The Tomato Frog (Dyscophus guineti) is named for its red coloration and roundness that resembles tomatos. They're part of the microhylidae family, commonly called narrow-mouthed frogs and is the largest family of frogs on earth.
For a pair of adult tomato frogs, a 20 gallon long or an 18x18x12 front opening enclosure is sufficient. As this species is semi-fossorial, a good substrate that facilitates this behavior, such as coco fiber, is best. Live plants that root in multiple places and don't need a lot of nutrients from the soil are idea for this type of setup. Pothos is a good example of an ideal plant to be used with Tomato Frogs. A clean water dish large enough for soaking should be avalable at all times in the enclosure.
Temperature for the Tomato Frog should be kept in the mid to low 70's, which is great for the typical home environment. Thermometers are a great way to monitor conditions within the tank.

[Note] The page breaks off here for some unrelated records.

PR #213, opened 2018-12-13
Support manual metadata entry for non-hathi digitized works

rlskoeser:
- updates digitized work with a `source` field to distinguish between hathi content and other content
- adjust fields that are displayed and edited in django admin; set hathi read only fields based on source 
- add checks to suppress logic, page index data, and marc metadata to skip non-hathi records
- customize detail view for non-hathi records, including suppressing search within the volume

Currently I have the alternate source set to **Other**; I will check with project team and see if this can be made more specific.

The only thing that isn't working right now is unapi for non-hathi records: we need to determine if there is a source where we can get MARC metadata (partly depends on the source question also). Might be possible for oclc records, but looks like it requires an API key - so making the metadata available for download (which we effectively do via unapi to generate the citation) is probably not within what we're allowed to do. Might need to generate simple dublin core or other metadata for Zotero for records where we can't get MARC metadata.


ppa/archive/admin.py
```diff
@@ -12,23 +12,38 @@ class DigitizedWorkAdmin(admin.ModelAdmin):
...
         'source_id', 'title', 'subtitle', 'author', 'enumcron', 'pub_date',
         'publisher', 'public_notes', 'notes', 'record_id'
     )
     filter_horizontal = ('collections',)
     # date_hierarchy = 'added'  # is this useful?
-    list_filter = ['collections', 'status']
+    list_filter = ['collections', 'status', 'source']
     actions = ['bulk_add_collection']
 
+    def get_readonly_fields(self, request, obj=None):
```
bwhicks: The logic behind this is such that if a work is accidentally made HATHI, those fields are no longer editable -- including the `source` field. At which point, the only way around this would be to delete it.

I confirmed this by trying it out, and that makes sense to me, but I want to make sure that's the intended functionality.

sitemedia/js/search.js
```diff
@@ -113,6 +113,8 @@ $(function(){
     }
 
     function onPageLoad() {
+        // remove no-js styles for CSS
```
bwhicks: This makes sense, though maybe `remove no-js styles for CSS now that Javascript has been detected`?

Issue #183, opened 2018-11-29
As an admin, I want to correct basic item-level metadata errors and preserve those corrections so that I can override discrepancies in source materials for display on the site.


mnaydan:
## Testing notes

To test this, please: 

- edit one of the following fields (or better yet several) in a record or two in the admin: `title, subtitle, sort_title, enumcron, author, pub_place, publisher, pub_date` for a digitized work and save it.
- the fields should be listed under `protected_fields` in the detail view in the admin
- Let the development team  know the source ids of the items that you have updated. The team will run the `hathi_import` and you can then verify that the fields that were modified were not updated or overwritten.

rlskoeser:
@mnaydan have you and your team made any edits in the database that we will need to preserve? If so, this becomes a 5 instead of a 3 so we can account for those.

mnaydan:
@rlskoeser we haven't--we just have a list of the things that need to be corrected.

rlskoeser:
@mnaydan great, thank you for confirming.

mnaydan:
Made edits (various combinations of deletions, additions, and edits) to title, subtitle, sort_title, enumcron, author, publisher, pub_date fields for hvd.hwg11q and to pub_place and enumcron for hvd.32044015547375. The correct fields were listed under protected fields and all edits were preserved after @bwhicks ran import script. Yay!

PR #260, opened 2019-02-22
Preserve content edits from automatic update

bwhicks:
This PR addresses issue #183 and allows content editors edits to be preserved from Hathitrust (or other) updates by setting a `protected_fields` flags field. 

- sets flags for any updated fields in those included in basic metadata that are user editable (i.e. collections are not part of this) when an item is saved in the admin
-  displays those flags as non-editable, human readable text in the change view. 
- prevents the `populate_from_bibdata` method of `DigitizedWork` from updating those fields, when they have been flagged.

The implementation makes `protected_fields` unconditionally return an instance of `ProtectedFlags` and explicitly makes the field non-nullable, which avoids `None` handling in custom field methods. It also allows the default to always be `ProtectedFlags.no_flags` (i.e. `0`).


ppa/archive/admin.py
```diff
@@ -59,6 +60,30 @@ def source_link(self, obj):
     source_link.admin_order_field = 'source_id'
     source_link.allow_tags = True
 
+    def save_model(self, request, obj, form, change):
+        '''Note any fields in the protected list that have been changed
+        and preserve in database.'''
+        # new object, created from scratch, nothing to track and preserve
+        # NOTE: Is this logic correct? Or should all the fields be preserved?
```
rlskoeser: This logic seems right to me - we don't expect (or support) new records for HathiTrust items to be created from django admin.

However, it does occur to me that the protected field flags are hathi specific - I think this logic should only trigger when source=hathi.

ppa/archive/admin.py
```diff
@@ -59,6 +60,30 @@ def source_link(self, obj):
...
+        if not change:
+            super().save_model(request, obj, form, change)
+            return
+        db_obj = DigitizedWork.objects.get(pk=obj.pk)
```
rlskoeser: `DigitizedWork` extends `TrackChangesModel` - is there any reason we can't use the `has_changed` method here?

ppa/archive/models.py
```diff
@@ -121,6 +122,76 @@ def stats():
         return stats
 
 
+class ProtectedFlags(Flags):
```
rlskoeser: These flags are very much specific to `DigitizedWork`, so I think the name should indicate that more clearly. I'm not sure how to do that without making it super long, though. `ProtectedWorkFields` maybe? Or are you using flags here to distinguish from the model field? `ProtectedWorkFieldFlags` ?

ppa/archive/models.py
```diff
@@ -184,6 +255,13 @@ class DigitizedWork(TrackChangesModel, Indexable):
     #: internal team notes, not displayed on the public facing site
     notes = models.TextField(blank=True, default='',
         help_text='Internal curation notes (not displayed on public site)')
+    #: metadata fields that should be preserved on bulk update because
+    # they have been modified by data editors.
+    protected_fields = ProtectedFlagsField(
+        default=ProtectedFlags,
+        help_text='Fields protected from bulk update because they have been '
+                  'manually edited.'
```
rlskoeser: I might make this even more specific - not just manually edited, but edited in django admin.

Should probably also mention that it's Hathi-specific.

ppa/archive/models.py
```diff
@@ -283,13 +361,16 @@ def populate_from_bibdata(self, bibdata):
         '''
         # store hathi record id
         self.record_id = bibdata.record_id
+        print(bool(bibdata.marcxml))
```
rlskoeser: looks like a leftover from debugging or testing something

ppa/archive/models.py
```diff
@@ -283,13 +361,16 @@ def populate_from_bibdata(self, bibdata):
...
 
         # set fields from marc if available, since it has more details
         if bibdata.marcxml:
+
             # set title and subtitle from marc if possible
             # - clean title: strip trailing space & slash and initial bracket
-            self.title = bibdata.marcxml['245']['a'].rstrip(' /') \
-                .lstrip('[')
+            if not self.protected_fields.title:
```
rlskoeser: I wonder if it would be cleaner to handle all the protected field logic in one place? Something like this: collect all the new bibliographic data in a dictionary, and then iterate over the dictionary data and set it on `self` unless the field is flagged as protected. 

I think it would make the code more readable and more efficient - handle the marc logic separate from the protected field logic.

In fact, it might be useful for the protected field logic to be in a separate method - that would make it possible to honor the protected flags if we do any other kind of bulk updates from scripts or console.

ppa/archive/tests/test_models.py
```diff
@@ -15,13 +15,51 @@
...
+        comparison = [
+            DigitizedWork._meta.get_field('enumcron').verbose_name,
+            DigitizedWork._meta.get_field('sort_title').verbose_name.capitalize(),
+            # no verbose name, so should be capitalized
+            DigitizedWork._meta.get_field('title').verbose_name.capitalize()
+        ]
+        # should be a comma-joined list of the verbose names of the
+        # fields, in alphabetical order; avoided hard coding in case
+        # verbose name changes
+        assert str(fields) == ', '.join(comparison)
```
rlskoeser: I find this test hard to read; I wonder if the verbose name logic should be split out so it's testable directly?

ppa/archive/models.py
```diff
@@ -121,6 +122,76 @@ def stats():
...
+        all_fields = list(self.__members__.keys())
+        return [field for field in all_fields
+                if getattr(self, field)]
+
+    def __str__(self):
+        protected_fields = self.as_list()
+        verbose_names = []
+        for field in protected_fields:
+            field = DigitizedWork._meta.get_field(field)
+            # if the field has no actual verbose name, just capitalize
```
rlskoeser: There isn't an existing method we can use here?

ppa/archive/models.py
```diff
@@ -121,6 +122,76 @@ def stats():
...
+    def all_fields(cls):
+        return list(ProtectedFlags.__members__.keys())
+
+    def as_list(self):
+        '''Return combined flags as a list of field names.'''
+        all_fields = list(self.__members__.keys())
+        return [field for field in all_fields
+                if getattr(self, field)]
+
+    def __str__(self):
```
rlskoeser: Can't you make use of the `to_simple_str` method on flags objects? Maybe just change `|` to `,`? I'm not sure how important it is to change internal name to verbose names, this is a backend interface. Maybe we can get feedback from the project team on that. 

If we do want verbose names, then should probably either iterate over set flags or maybe use simple str as the starting point.

ppa/archive/models.py
```diff
@@ -121,6 +122,76 @@ def stats():
...
+        '''Give Django information needed to make
+        :class:`ProtectedField.no_flags` default in migration.'''
+        # (import path, [args], kwargs)
+        return ('ppa.archive.models.ProtectedFlags', ['no_flags'], {})
+
+    @classmethod
+    def all_fields(cls):
+        return list(ProtectedFlags.__members__.keys())
+
+    def as_list(self):
```
rlskoeser: Can't you just use the existing flag `__iter__` method?

ppa/archive/models.py
```diff
@@ -121,6 +122,76 @@ def stats():
...
+
+    @classmethod
+    def deconstruct(cls):
+        '''Give Django information needed to make
+        :class:`ProtectedField.no_flags` default in migration.'''
+        # (import path, [args], kwargs)
+        return ('ppa.archive.models.ProtectedFlags', ['no_flags'], {})
+
+    @classmethod
+    def all_fields(cls):
```
rlskoeser: I thought you should just be able to iterate over the class to get the defined fields, but I see from experimentation that it returns the verbose name from the string method! I'm not sure that's actually the behavior we want?

ppa/archive/models.py
rlskoeser: Also, if we do decide we want verbose names - can we calculate them once and store rather than converting every time `str` is called?

ppa/archive/models.py
rlskoeser: I checked the code climate report, and it's complaining about the repeated/similar code where you're checking for protected fields, so refactoring would resolve that also.

ppa/archive/admin.py
bwhicks: I will add a flag for this re: hathi

ppa/archive/admin.py
bwhicks: I think I have a way to use this using `refresh_from_db`; the wrinkle as discussed being the obj is a new creation and not aware of the database. If that doesn't work, I'll note the problem.

ppa/archive/models.py
bwhicks: That was the use of `Flags` (distinguishing from the model field). I like the two proposed options.

bwhicks: Actually, I like `ProtectedWorkFieldFlags` and `ProtectedWorkField` because it's a `models.Field` subclass.

ppa/archive/tests/test_models.py
bwhicks: Rendered a non-issue by not needing the verbose fields

ppa/archive/models.py
bwhicks: Sadly, no. The `_meta` is how you get access to field names and they are pretty low-level. Thankfully no no longer an issue.

ppa/archive/models.py
bwhicks: Thanks for this re: `to_simple_str`.

ppa/archive/models.py
bwhicks: Likewise for this! Much simpler even if I have to do a single dot split (shouldn't be too punishing).

ppa/archive/models.py
bwhicks: I think we're done with since we're not doing verbose names.

ppa/archive/models.py
bwhicks: Thanks for the spot.

ppa/archive/models.py
bwhicks: Agreed. I've made it point more specifically to Hathi.

ppa/archive/admin.py
bwhicks: No dice on `has_changed` and `refresh_from_db`. In the end, cleanest way is to compare against a DB copy. I've added a note explaining why I'm not using `has_changed`.

ppa/archive/models.py
bwhicks: This worked out well. I was able to abstract the check out to a nice, short loop.

bwhicks:
@rlskoeser I believe this is ready for another pass. I refactored the protected_fields logic so as to take a dictionary of fields and values to set, simplified the logic for the flags significantly, and revised the migrations with appropriate class names, etc.

ppa/archive/models.py
```diff
@@ -136,50 +136,28 @@ class ProtectedFlags(Flags):
...
+        :class:`ProtectedWorkFieldFlags.no_flags` default in migration.'''
         # (import path, [args], kwargs)
-        return ('ppa.archive.models.ProtectedFlags', ['no_flags'], {})
+        return ('ppa.archive.models.ProtectedWorkFieldFlags', ['no_flags'], {})
 
-    @classmethod
-    def all_fields(cls):
-        return list(ProtectedFlags.__members__.keys())
+    def __str__(self):
+        return ', '.join(sorted(self.to_simple_str().split('|')))
```
rlskoeser: I think I would have just done a string replace here, rather than splitting and sorting, since it looks like the flags are returned in the order they are defined on the flag subclass (which is a logical order, since you defined it). But this is fine.

rlskoeser:
Updates look good to me.

PR #281, opened 2019-03-28
Add new HathiTrust items from Django admin

rlskoeser:
- refactors logic from `hathi_add` script into new `ppa.archive.util.HathiImporter` for reuse
- reports what was done in human-readable fashion, with links to admin and public views for existing ids that were skipped or newly created records
- new `AddFromHathi` form and view, bound to admin urls for `DigitizedWork`
- use current logged in user for log entries created to document the record creation

### DIFF
--- a/ppa/archive/util.py
+++ b/ppa/archive/util.py
@@ -1,0 +1,125 @@
+'''
+
+Utility code related to :mod:`ppa.archives`
+
+'''
+
+from collections import OrderedDict
+from json.decoder import JSONDecodeError
+
+from ppa.archive.hathi import HathiItemNotFound, HathiItemForbidden
+from ppa.archive.models import DigitizedWork
+from ppa.archive.signals import IndexableSignalHandler
+from ppa.archive.solr import get_solr_connection
+
+
+class HathiImporter:
+    '''Logic for creating new :class:`~ppa.archive.models.DigitizedWork`
+    records from HathiTrust. For use in views and manage commands.'''
+
+    existing_ids = None
+
+    #: status - successfully imported record
+    SUCCESS = 1
+    #: status - skipped because already in the database
+    SKIPPED = 2
+
+    #: human-readable message to display for result status
+    status_message = {
+        SUCCESS: 'Success',
+        SKIPPED: 'Skipped; already in the database',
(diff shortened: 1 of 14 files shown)


rlskoeser:
@bwhicks as we discussed, I kept the refactor to the `hathi_add` script & view only. I think the `hathi_import` script could be refactored at some point too - shift the logic into the importer class and combine the two scripts - but as you suggested, it was too much to tackle now.  

I did come up with a helpful way of framing it that might not be in the code anywhere, which is a "local" import (pairtree data already available) and a "remote" import (data must be fetched.)

ppa/archive/util.py
```diff
@@ -0,0 +1,136 @@
...
+    SKIPPED = 2
+
+    #: human-readable message to display for result status
+    status_message = {
+        SUCCESS: 'Success',
+        SKIPPED: 'Skipped; already in the database',
+        hathi.HathiItemNotFound: 'Error loading record; check that id is valid.',
+        hathi.HathiItemForbidden: 'Permission denied to download data.',
+        # only saw this one on day, but this was what it was
+        JSONDecodeError: 'HathiTrust catalog temporarily unavailable.'
```
bwhicks: I think this error might be worth making more specific (for when a user reports a problem to us): i.e., `HathiTrust catalog temporarily unavailable, malformed response` as a flag so that we know the JSON was bad in some way?

ppa/archive/util.py
```diff
@@ -0,0 +1,136 @@
...
+        '''Check for any ids that are in the database so they can
+        be skipped for import.  Populates :attr:`existing_ids`
+        with an :class:`~collections.OrderedDict` of htid -> id for
+        ids already in the database and filters :attr:`htids`.
+
+        :param htids: list of HathiTrust Identifiers (correspending to
+            :attr:`~ppa.archive.models.DigitizedWork.source_id`)
+        :returns: tuple of:
+            - list of htids not present in the database
+            - dictionary of
```
bwhicks: `dictionary of` looks like it's missing part of a phrase?

rlskoeser:
Thanks for the feedback @bwhicks, I like your suggested wording and appreciate the catch on the missing docs.

PR #287, opened 2019-04-04
Refactor/reactive search

thatbudakguy:


srcmedia/js/index.js
```diff
@@ -1,6 +1,8 @@
 import PitBar from './pitbar'
 import NavMenu from './modules/NavMenu'
 
+document.firstElementChild.classList.remove('no-js') // remove the no-js class
```
rlskoeser: 👍

srcmedia/ts/lib/form.ts
```diff
@@ -0,0 +1,59 @@
...
+class RxForm extends Component implements Reactive<RxFormState> {
+    element: HTMLFormElement
+    state: Subject<RxFormState>
+    target: string
+
+    constructor(element: HTMLFormElement) {
+        super(element)
+        this.state = new Subject()
+        // FIXME naively assuming that the form targets the current path
+        this.target = window.location.pathname
```
rlskoeser: could check for form action attribute and default to current url if not set

srcmedia/ts/lib/output.ts
```diff
@@ -0,0 +1,27 @@
+import { Subject } from 'rxjs'
+
+import { Component, Reactive } from '../lib/common'
+import { ImageLazyLoader } from '../../js/modules/LazyLoad'
+
+type RxOutputState = string
+
```
rlskoeser: Missing docstring here to document what this is. This is for updating the results?

srcmedia/ts/lib/form.ts
```diff
@@ -0,0 +1,59 @@
...
+    /**
+     * Update the form's state. We don't need to change the DOM, so all we do
+     * is call next().
+     *
+     * @param {RxFormState} state
+     * @returns {Promise<void>}
+     * @memberof RxForm
+     */
+    async update(state: RxFormState): Promise<void> {
+        this.state.next(state)
```
rlskoeser: Should I know what calling `next()` does? Is there context I'm missing to understand this?

srcmedia/ts/components/PageSearchForm.ts
```diff
@@ -0,0 +1,42 @@
...
+     * Also updates the browser history, saving the search.
+     *
+     * @returns {Promise<void>}
+     * @memberof PageSearchForm
+     */
+    async submit(): Promise<void> {
+        return fetch(`${this.target}?${this.serialize()}`, ajax)
+            .then(res => res.text())
+            .then(html => this.update({ results: html }))
+            .then(() => window.history.pushState(null, 'PPA Archive Search', this.serialize()))
```
rlskoeser: I think the pushed state is missing the `?` in the url - when I tested running it, the ajax form works but when I press enter I get a bad url: `archive/mdp.39015009444814/query%3Dinsect/?query=insect`

Related: should we disable submitting the form on enter?

Additionally: we shouldn't hardcode `PPA Archive Search` in the history; can you grab the html title from the page?

thatbudakguy: I was running into this too! I thought it was some kind of encoding thing but I think you're right, just needs the `?`.

Makes sense to disable enter to submit & agree about grabbing the title, seems like a good idea.

srcmedia/ts/lib/form.ts
thatbudakguy: it's a method on all Observable-like datatypes (e.g. `Subject`) that pushes the next item into the sequence, analogous to `self.next()` on a python generator.

srcmedia/ts/lib/output.ts
thatbudakguy: yeah, for now it's just a "dumb" representation of the returned html as a string. I'll add a note

srcmedia/ts/lib/form.ts
thatbudakguy: I tried doing this but setting `action=` manually causes the form to fail when js is turned off, and I can't figure out how to get the embedded `action` property out of the Django form, since it seems like Django just "knows" it?

ppa/archive/forms.py
```diff
@@ -387,6 +390,36 @@ class SearchWithinWorkForm(forms.Form):
             '_align': 'left'
     }))
 
+    def as_json(self):
```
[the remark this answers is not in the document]
thatbudakguy: not anymore, although I considered reviving it re: the discussion on how to send the form's `action=` to the frontend, since Django knows it but I can't get it into the markup without breaking the form in some way...

srcmedia/js/modules/Utilities.js
```diff
@@ -0,0 +1,19 @@
+export const toArray = value => Array.isArray(value) ? value : value ? [value] : undefined
+
+export const ajax = {
+    headers: { // this header is needed to signal an ajax request to Django
+        'X-Requested-With': 'XMLHttpRequest',
+    }
+}
+export const parser = new DOMParser()
+
+export const reduceFacets = (acc, cur) => {
```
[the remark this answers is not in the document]
thatbudakguy: oh, these are from old implementations of the reactive search - good catch. Not used yet, but I put in since we may or may not need them when we start implementing the more complex text facet-type components.

srcmedia/ts/lib/form.ts
thatbudakguy: although I guess there's no harm in checking, just seems like django forms generally don't have `action=`

rlskoeser: We don't usually bother putting one when we're submitting to the same url that the form is on.  It's not a django-specific thing, just taking advantage of default browser behavior to submit to the current url if no action is set.

Thinking about it more, I'm not sure a reactive search would make sense for a form that submits to a different url... 

I'm ok with whichever way you want to handle it; fine if you just revise the comment to say that's current practice for django forms we want to be reactive.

Humidity should be kept within the 50-70% range, and can be monitored using a hygrometer.
Adult female Tomato Frogs can reach almost 4"" in length, where males only usually reach no more than 2.5"". They can live up to 10 years in captivity, though could live longer with ideal care.
Tomato Frogs have a deceptively small mouth in relation to their body size so, at most, they should be fed 1/2"" crickets or small dubia roaches. Smaller froglets can be fed 1/4"" crickets.
Sexing adult Tomato Frogs is pretty straightforward and can usually be done pretty reliably based on size. Other differences are that females are more red and males are more orange or yellow. You can can also see reproductive tracts on males on both sides of their bellies. These will appear as distinct white lines just under the skin.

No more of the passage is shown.